Re: Encoding of Logos, Personal Gaiji et cetera for electronic library archiving (formerly Re: Hypersurrogates)

From: Asmus Freytag (
Date: Sat Aug 29 2009 - 04:49:12 CDT

  • Next message: William_J_G Overington: "Re: Encoding of Logos, Personal Gaiji et cetera for electronic library archiving (formerly Re: Hypersurrogates)"
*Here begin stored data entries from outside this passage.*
PR #330, opened 2023-11-23
fix: preserve query params for mounted handler

### LINKED ISSUE #329: mount() does not preserve query params
When mounting a handler via `mount()`, the received URL is missing whole `query` from original URL:
[https://github.com/elysiajs/elysia/blob/757357f28749674844fc848e4ddd715134f7714f/src/index.ts#L1715](https://github.com/elysiajs/elysia/blob/757357f28749674844fc848e4ddd715134f7714f/src/index.ts#L1715)

silvio2402:
Query parameters weren't preserved for a mounted handler. This was because the new request url passed to the handler was assembled using only the hostname and path.

This fixes  #329

### DIFF
--- a/src/index.ts
+++ b/src/index.ts
@@ -26,7 +26,7 @@ import {
 	mergeLifeCycle,
 	filterGlobalHook,
 	asGlobal,
-	getHostname
+	replaceUrlPath
 } from './utils'
 
 import {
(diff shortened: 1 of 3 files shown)


Arthurmtro (approved):
Good job, it fixes it well

dodas (approved):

    On 8/28/2009 11:26 PM, William_J_G Overington wrote:
    > It is now clear to me that hypersurrogates as I was thinking of them yesterday could not be encoded in a future version of Unicode.
    > I have thought further on the problem and have thought that, even though use of codes above U+10FFFF is not possible, there is an alternative mechanism that could solve the encoding problem without breaking "interoperability between UTF-16, UTF-8, and UTF-32 forms of the encoding".
    > Suppose that such items as logos and personal Gaiji could each be encoded as a sequence of two Unicode codepoints, one from plane 10 followed by one from plane 11 and that such a sequence would not imply any other codepoint, it would just be an ordered sequence of two codepoints, so that the character would be encoded at a point within a two-dimensional space.
    In principle, you can reference (let's leave the word "encode" out of
    this for a while) anything by labeling it with a string. HTML uses
    entities, such as " where the string is delimited by two characters
    "&" and ";", many bulletin board and email implmentations will interpret
    strings like :) as glyphs (you many not see the ":" followed by ")"
    here. These strings have no standard escape characters. Some support
    more regular string formats as well, as in ":shocked:". So that idea is
    not new.

    Common to all of these approaches is that they are *higher* level
    protocols. There's always a more basic level where "&" is just the
    character "&", and only when you claim to support HTML do you have to
    turn the real "&" into "&" to distinguish it from the syntax character.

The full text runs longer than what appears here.